PROBLEM TO SOLVE
Set the following entries down again exactly, line by line.

DATA FOR THIS EXERCISE
>>>

PR #268, opened 2025-02-14
Refactor ngrid

marco-2023:
Refactored the ngrid module to improve readability and add features.

- Added weights property which returns the weights for each argument combination (due to its combinatorial nature returns a generator)
- Added points property which returns the combinations of arguments (due to its combinatorial nature returns a generator). Each point is a tuple with several arrays, each array corresponds to an argument of the multigrid function to integrate.
- Added support for non-vectorized functions. These will be evaluated point by point during the integration.

@PaulWAyers I think this PR improved the previous class. Nonetheless, I still have some doubts:
1. The current class used is a derived class of `Grid` because of this, several methods are inherited `moments`, `save` and `get_localgrid`. I think that `save` and `get_localgrid` can be implemented (I have some doubts about the meaning of `get_localgrid` in this context ), but I don't see how to get `moments`. 
2. This one is related to my previous doubt. Wouldn't be better to make a new class called perhaps `MultiDomainGridIntegrator` that is only responsible for integrating functions with more than one argument?

### DIFF
--- a/src/grid/ngrid.py
+++ b/src/grid/ngrid.py
@@ -104,32 +104,37 @@ class MultiDomainGrid(Grid):
         else:
             return np.prod([grid.size for grid in self.grid_list])
 
-    def integrate(self, callable, **call_kwargs):
-        r"""
-        Integrate callable on the N particle grid.
+    @property
+    def weights(self):
+        """Generator: Combined weights of the multi-dimensional grid.
 
-        Parameters
-        ----------
-        callable : callable
-            Callable to integrate. It must take a list of arguments (one for each particle) with
-            the same dimension as the grid points and return a float (e.g. a function of the form
-            f([x1,y1,z1], [x2,y2,z2]) -> float).
-        call_kwargs : dict
-            Keyword arguments that will be passed to callable.
-
-        Returns
-        -------
-        float
-            Integral of callable.
-        """
-        # check that grid_list is not empty
-        if len(self.grid_list) == 0:
-            raise ValueError("The list must contain at least one grid")
-
-        if len(self.grid_list) == 1 and self.num_domains is not None and self.num_domains > 1:
-            return self._n_integrate(self.grid_list * self.num_domains, callable, **call_kwargs)
+        Due to the combinatorial nature of the grid, the weights are returned as a generator"""
+        if len(self.grid_list) == 1 and self.num_domains is not None:
+            # Single grid repeated for multiple domains
+            weight_combinations = itertools.product(
+                self.grid_list[0].weights, repeat=self.num_domains
+            )
         else:
-            return self._n_integrate(self.grid_list, callable, **call_kwargs)
+            weight_combinations = itertools.product(*[grid.weights for grid in self.grid_list])
+
+        # Yield the product of weights for each combination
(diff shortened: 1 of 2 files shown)


PaulWAyers:
Thanks @marco-2023 . I'm going to add @FarnazH to the review panel for this one.

Ali-Tehrani:
- I would recommend writing out what the items (and their dimension) of the generators are from `points()` and `weights()` function, because I'm kinda confused. I'm guessing its `(x_1, x_2, x_3, \cdots, x_N)`  as a list[list], where $x_i$  is a $n_i$-dimensional vector and N is the number of domains.
    * In addition, I would recommend writing out `f: \mathbb{R}^{n_1} \times \cdots \times \mathbb{R}^{n_N} \rightarrow \mathbb{R}`. I'm pretty certain most if not all, fields understand this notation and makes it clear for me at-least. 
    
- If you're going to do a high-dimensional moments function, then centers should be `centers = List[List[Points]] (C, N, n_i)` where C is the number of  centers.

    * Since there isn't any use-cases of any of the spherical harmonics moments, raise a `NotImplementedError(This has not been implemented, please make an Issue on the Grid page and we'll get back to you.)` or something. Probably good to comment that Spherical Harmonics github page and this pull-request there as well.

   * Radial moments 
 $$\int_{ \mathbb{R}^{n_1} \times \cdot \times \mathbb{R}^{n_N}  } || \mathbf{r}  - R_c ||^{k}  f(\mathbf{r})$$, 
the norm is based on product space of vector-spaces and so the norm is $\sqrt{\sum_{i=1}^N ||x_i||_{\mathbb{R}^{n_i}}^2 }$, where $\mathbf{r} = (x_1, \cdots, x_N)\in \mathbb{R}^{n_1} \times \cdot \times \mathbb{R}^{n_N}$ and I'm guessing  $k = 0, \cdots, M$ with $M = n_1 + \cdots + n_N$.

       - I think the code must be easy, Concatenate all the centers together to get shape (C, N * n_i), then  feed that into moment function in BaseGrid class  `super().moments(orders, centers, func_vals, "radial") `. I could be wrong though because of `self.weights`, but the code should be identical so you can copy-paste and use `MultiDomainGrid.integrate`.

    * Cartesian moments,   similarly to above this, if you set it up correctly, it should work by just feeding it into the Base class super().moments().  But you'll have to change the `moments` so that `orders: int, list` so the user can arbitrary put in the orders as a list.  The code would break when `type_mom = (pure, pure-radial)` but should work as a list for `cartesian` and `radial`.       Or you can copy-paste, the code should work in N-dimensions.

<<<

ANSWER TO THE PROBLEM
PR #268, opened 2025-02-14
Refactor ngrid

marco-2023:
Refactored the ngrid module to improve readability and add features.

- Added weights property which returns the weights for each argument combination (due to its combinatorial nature returns a generator)
- Added points property which returns the combinations of arguments (due to its combinatorial nature returns a generator). Each point is a tuple with several arrays, each array corresponds to an argument of the multigrid function to integrate.
- Added support for non-vectorized functions. These will be evaluated point by point during the integration.

@PaulWAyers I think this PR improved the previous class. Nonetheless, I still have some doubts:
1. The current class used is a derived class of `Grid` because of this, several methods are inherited `moments`, `save` and `get_localgrid`. I think that `save` and `get_localgrid` can be implemented (I have some doubts about the meaning of `get_localgrid` in this context ), but I don't see how to get `moments`. 
2. This one is related to my previous doubt. Wouldn't be better to make a new class called perhaps `MultiDomainGridIntegrator` that is only responsible for integrating functions with more than one argument?

### DIFF
--- a/src/grid/ngrid.py
+++ b/src/grid/ngrid.py
@@ -104,32 +104,37 @@ class MultiDomainGrid(Grid):
         else:
             return np.prod([grid.size for grid in self.grid_list])
 
-    def integrate(self, callable, **call_kwargs):
-        r"""
-        Integrate callable on the N particle grid.
+    @property
+    def weights(self):
+        """Generator: Combined weights of the multi-dimensional grid.
 
-        Parameters
-        ----------
-        callable : callable
-            Callable to integrate. It must take a list of arguments (one for each particle) with
-            the same dimension as the grid points and return a float (e.g. a function of the form
-            f([x1,y1,z1], [x2,y2,z2]) -> float).
-        call_kwargs : dict
-            Keyword arguments that will be passed to callable.
-
-        Returns
-        -------
-        float
-            Integral of callable.
-        """
-        # check that grid_list is not empty
-        if len(self.grid_list) == 0:
-            raise ValueError("The list must contain at least one grid")
-
-        if len(self.grid_list) == 1 and self.num_domains is not None and self.num_domains > 1:
-            return self._n_integrate(self.grid_list * self.num_domains, callable, **call_kwargs)
+        Due to the combinatorial nature of the grid, the weights are returned as a generator"""
+        if len(self.grid_list) == 1 and self.num_domains is not None:
+            # Single grid repeated for multiple domains
+            weight_combinations = itertools.product(
+                self.grid_list[0].weights, repeat=self.num_domains
+            )
         else:
-            return self._n_integrate(self.grid_list, callable, **call_kwargs)
+            weight_combinations = itertools.product(*[grid.weights for grid in self.grid_list])
+
+        # Yield the product of weights for each combination
(diff shortened: 1 of 2 files shown)


PaulWAyers:
Thanks @marco-2023 . I'm going to add @FarnazH to the review panel for this one.

Ali-Tehrani:
- I would recommend writing out what the items (and their dimension) of the generators are from `points()` and `weights()` function, because I'm kinda confused. I'm guessing its `(x_1, x_2, x_3, \cdots, x_N)`  as a list[list], where $x_i$  is a $n_i$-dimensional vector and N is the number of domains.
    * In addition, I would recommend writing out `f: \mathbb{R}^{n_1} \times \cdots \times \mathbb{R}^{n_N} \rightarrow \mathbb{R}`. I'm pretty certain most if not all, fields understand this notation and makes it clear for me at-least. 
    
- If you're going to do a high-dimensional moments function, then centers should be `centers = List[List[Points]] (C, N, n_i)` where C is the number of  centers.

    * Since there isn't any use-cases of any of the spherical harmonics moments, raise a `NotImplementedError(This has not been implemented, please make an Issue on the Grid page and we'll get back to you.)` or something. Probably good to comment that Spherical Harmonics github page and this pull-request there as well.

   * Radial moments 
 $$\int_{ \mathbb{R}^{n_1} \times \cdot \times \mathbb{R}^{n_N}  } || \mathbf{r}  - R_c ||^{k}  f(\mathbf{r})$$, 
the norm is based on product space of vector-spaces and so the norm is $\sqrt{\sum_{i=1}^N ||x_i||_{\mathbb{R}^{n_i}}^2 }$, where $\mathbf{r} = (x_1, \cdots, x_N)\in \mathbb{R}^{n_1} \times \cdot \times \mathbb{R}^{n_N}$ and I'm guessing  $k = 0, \cdots, M$ with $M = n_1 + \cdots + n_N$.

       - I think the code must be easy, Concatenate all the centers together to get shape (C, N * n_i), then  feed that into moment function in BaseGrid class  `super().moments(orders, centers, func_vals, "radial") `. I could be wrong though because of `self.weights`, but the code should be identical so you can copy-paste and use `MultiDomainGrid.integrate`.

    * Cartesian moments,   similarly to above this, if you set it up correctly, it should work by just feeding it into the Base class super().moments().  But you'll have to change the `moments` so that `orders: int, list` so the user can arbitrary put in the orders as a list.  The code would break when `type_mom = (pure, pure-radial)` but should work as a list for `cartesian` and `radial`.       Or you can copy-paste, the code should work in N-dimensions.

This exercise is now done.